FRICTIONAL PROPERTIES OF 2D HYBRID ORGANIC-INORGANIC PEROVSKITES

Abstract

Two-dimensional (2D) hybrid organic-inorganic perovskites (HOIP) possess high chemical stability, low production cost, and great optoelectronic and semiconductor properties, which permit great potential in widespread applications such as solar cells, light-emitting diodes, flexible devices, and triboelectric nanogenerators (TENGs). During these applications, 2D HOIPs would slide against each other or other interfacing materials causing damage or changes to the structure of HOIPs during service. Understanding the frictional properties of 2D HOIPs is thus vital for the durability and performance of these devices. However, little is known about the frictional behaviors of 2D HOIPs. The main objectives of this work are to shed light on the effect of organic ligands and humidity on the friction behavior of HOIPs.

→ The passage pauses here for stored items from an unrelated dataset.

PR #12808, opened 2023-07-06
feat: Adding ElementMetadataUpdateHandlerAttribute

### LINKED ISSUE #12807: [Hot Reload] Expose way for internal and third party controls to intercept reloading of types during hot reload
Similar to the way MetadataUpdateHandlerAttribute is used to identify handlers for type updates, assembly level attributes can be defined for handling when the type has been updated.

### ElementUpdateHandlerAttribute 
**ElementUpdateHandlerAttribute(Type elementType, Type handlerType)**
_elementType_ - this is the type (that should inherit from FrameworkElement) that the handler is being registered for
_handlerType_ - the type of the handler to be registered. If a handler is registered for multiple elementTypes, only a single instance of the handler will be created and reused across all elementTypes that it's registered for

eg this registers the FrameUpdateHandler type as the handler for Frame
`[assembly: ElementUpdateHandler(typeof(Frame), typeof(FrameUpdateHandler))]
`

### Handler Methods (at least one should be implemented)
All methods should be static (no state!) methods (at least one) with void return type that the handler can implement

**BeforeVisualTreeUpdate(Type[] updatedTypes)** 
This will get invoked whenever UpdateApplication is invoked but before any updates are applied to the visual tree. This is only invoked once per UpdateApplication, irrespective of the number of types the handler is registered for

**AfterVisualTreeUpdate(Type[] updatedTypes)**
This will get invoked whenever UpdateApplication is invoked after all updates have been applied to the visual tree. This is only invoked once per UpdateApplication, irrespective of the number of types the handler is registered for

**ElementUpdate(FrameowkrElement element, Type[] updatedTypes)**
This is invoked when a specific element is found in the tree. This would be useful if the element holds references to controls that aren't in the visual tree and need to be updated (eg pages in the backstack of a frame)

**BeforeElementReplaced(FrameworkElement oldElement, FrameworkElement newElement, Type[] updatedTypes)**
This is invoked whenever UpdateApplication is invoked before an element is replaced in the visual three. This is invoked for each element in the visual tree that matches a type that has been updated. The oldElement is attached to the visual tree and existing datacontext. The newElement is not attached to the visual tree and won't yet have a data context

**AfterElementReplaced(FrameworkElement oldElement, FrameworkElement newElement, Type[] updatedTypes)**
This is invoked whenever UpdateApplication is invoked after an element is replaced in the visual three. This is invoked for each element in the visual tree that matches a type that has been updated. The oldElement is no longer attached to the visual tree and datacontext will be null. The newElement is attached to the visual tree and will have data context update, either inherited from parent or copies from the oldElement.

## Why is this needed:

Handlers can be registered either by uno itself or by third party packages (including toolkit and extensions) in order to customise the behaviour of hot reload for specific types. For example Frame will need to have a handler to make sure pages on the backstack are appropriately updated

nickrandolph:
GitHub Issue (If applicable): closes #12807

## PR Type

- Feature

No support for intercepting the visual tree updates as part of hot reload

## What is the new behavior?

see #12807 

### <samp>🤖 Generated by Copilot at 87cc951</samp>

This pull request enhances the hot reload feature for UI elements by introducing a new class `ElementUpdateAgent` and a new attribute `ElementMetadataUpdateHandlerAttribute`. These allow defining custom logic for updating and replacing elements in the visual tree when metadata changes, using handler actions that are loaded from the assemblies. The pull request also refactors and simplifies some existing methods for enumerating and updating elements in the `ClientHotReloadProcessor` class.

## PR Checklist

## Other information

### DIFF
--- a/src/Uno.UI.RemoteControl/HotReload/MetadataUpdater/ElementUpdaterAgent.cs
+++ b/src/Uno.UI.RemoteControl/HotReload/MetadataUpdater/ElementUpdaterAgent.cs
@@ -1,0 +1,243 @@
+﻿#if NET6_0_OR_GREATER || __WASM__ || __SKIA__
+#nullable enable
+
+using System;
+using System.Collections.Concurrent;
+using System.Collections.Generic;
+using System.Collections.Immutable;
+using System.Diagnostics.CodeAnalysis;
+using System.Linq;
+using System.Reflection;
+using System.Reflection.Metadata;
+using Windows.UI.Xaml;
+using Uno;
+
+
+namespace Uno.UI.RemoteControl.HotReload.MetadataUpdater;
+
+internal sealed class ElementUpdateAgent : IDisposable
+{
+	/// Flags for hot reload handler Types like MVC's HotReloadService.
+	private const DynamicallyAccessedMemberTypes HotReloadHandlerLinkerFlags = DynamicallyAccessedMemberTypes.PublicMethods | DynamicallyAccessedMemberTypes.NonPublicMethods;
+
+	private readonly Action<string> _log;
+	private readonly AssemblyLoadEventHandler _assemblyLoad;
+	private readonly ConcurrentDictionary<Type, ElementUpdateHandlerActions> _elementHandlerActions = new();
+
+	internal const string MetadataUpdaterType = "System.Reflection.Metadata.MetadataUpdater";
+
+	public ElementUpdateAgent(Action<string> log)
+	{
+		_log = log;
+		_assemblyLoad = OnAssemblyLoad;
+		AppDomain.CurrentDomain.AssemblyLoad += _assemblyLoad;
+		LoadElementUpdateHandlerActions();
+	}
+
+	public ImmutableDictionary<Type, ElementUpdateHandlerActions> ElementHandlerActions => _elementHandlerActions.ToImmutableDictionary();
+
+	private void OnAssemblyLoad(object? _, AssemblyLoadEventArgs __)
+	{
+		// This should only be invoked on the (rare) occasion that assemblies
+		// haven't been loaded when the agent is initialized. Since the agent 
+		// is initialized when the first hot reload message is received, this
+		// should mean that all assemblies are already loaded.
+		// For this reason, we don't worry about incrementally loading handlers
+		// we just reload from all assemblies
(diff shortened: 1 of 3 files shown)


src/Uno.UI.RemoteControl/HotReload/MetadataUpdater/ElementUpdaterAgent.cs
```diff
@@ -0,0 +1,284 @@
+﻿// The structure of the ElementUpdaterAgent has been kept similar to the HotReloadAgent, 
+// which is based on the implementation in https://github.com/dotnet/aspnetcore/blob/26e3dfc7f3f3a91ba445ec0f8b1598d12542fb9f/src/Components/WebAssembly/WebAssembly/src/HotReload/HotReloadAgent.cs
+
+
+
+#if NET6_0_OR_GREATER || __WASM__ || __SKIA__
```
Youssef1313, line 6: I think this is always true?

src/Uno.UI.RemoteControl/HotReload/MetadataUpdater/ElementUpdaterAgent.cs
```diff
@@ -0,0 +1,284 @@
...
+		/// after an element is replaced in the visual three. 
+		/// This is invoked for each element in the visual tree that 
+		/// matches a type that has been updated. 
+		/// The oldElement is no longer attached to the visual tree and datacontext will be null. 
+		/// The newElement is attached to the visual tree and will have data context update, either inherited from parent or copies from the oldElement.
+		/// </summary>
+		public Action<FrameworkElement, FrameworkElement, Type[]?> AfterElementReplaced { get; set; } = (_, _, _) => { };
+	}
+
+#if NET6_0_OR_GREATER
```
Youssef1313, line 100: Always true?

Youssef1313 (approved):

src/Uno.UI.RemoteControl/HotReload/MetadataUpdater/ElementUpdaterAgent.cs
nickrandolph: I'll remove these from this agent and the hotreloadagent in next PR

In this work, Friction coefficients of the two most commonly used single-crystalline HOIPs, butylammonium lead iodide ((BA)2PbI4 (C4n1)) and phenylethyl ammonium lead iodide ((PEA)2PbI4 (PEAn1)), are measured under different humidity conditions using Friction force microscopy with a diamond-coated probe. The COF of PEAn1 is found always lower than that of C4n1 in both ambient and dry environments, probably due to the higher hardness of PEAn1 and the steric hindrance of the phenyl terminal group preventing direct interaction of the tip with underlying methylene groups. The humidity shows different effects on the COFs of the AFM tip sliding on the two HOIP crystal surfaces. The difference might be related to the hydrophobicity of the spacer molecules, the moisture-induced packing of the organic ligands on the surfaces, and the non-monotonic dependence of COF on the amount of water molecules at the tip-iii sample interface. The thesis concludes with a discussion on future research directions related to the frictional properties of 2D HOIPs.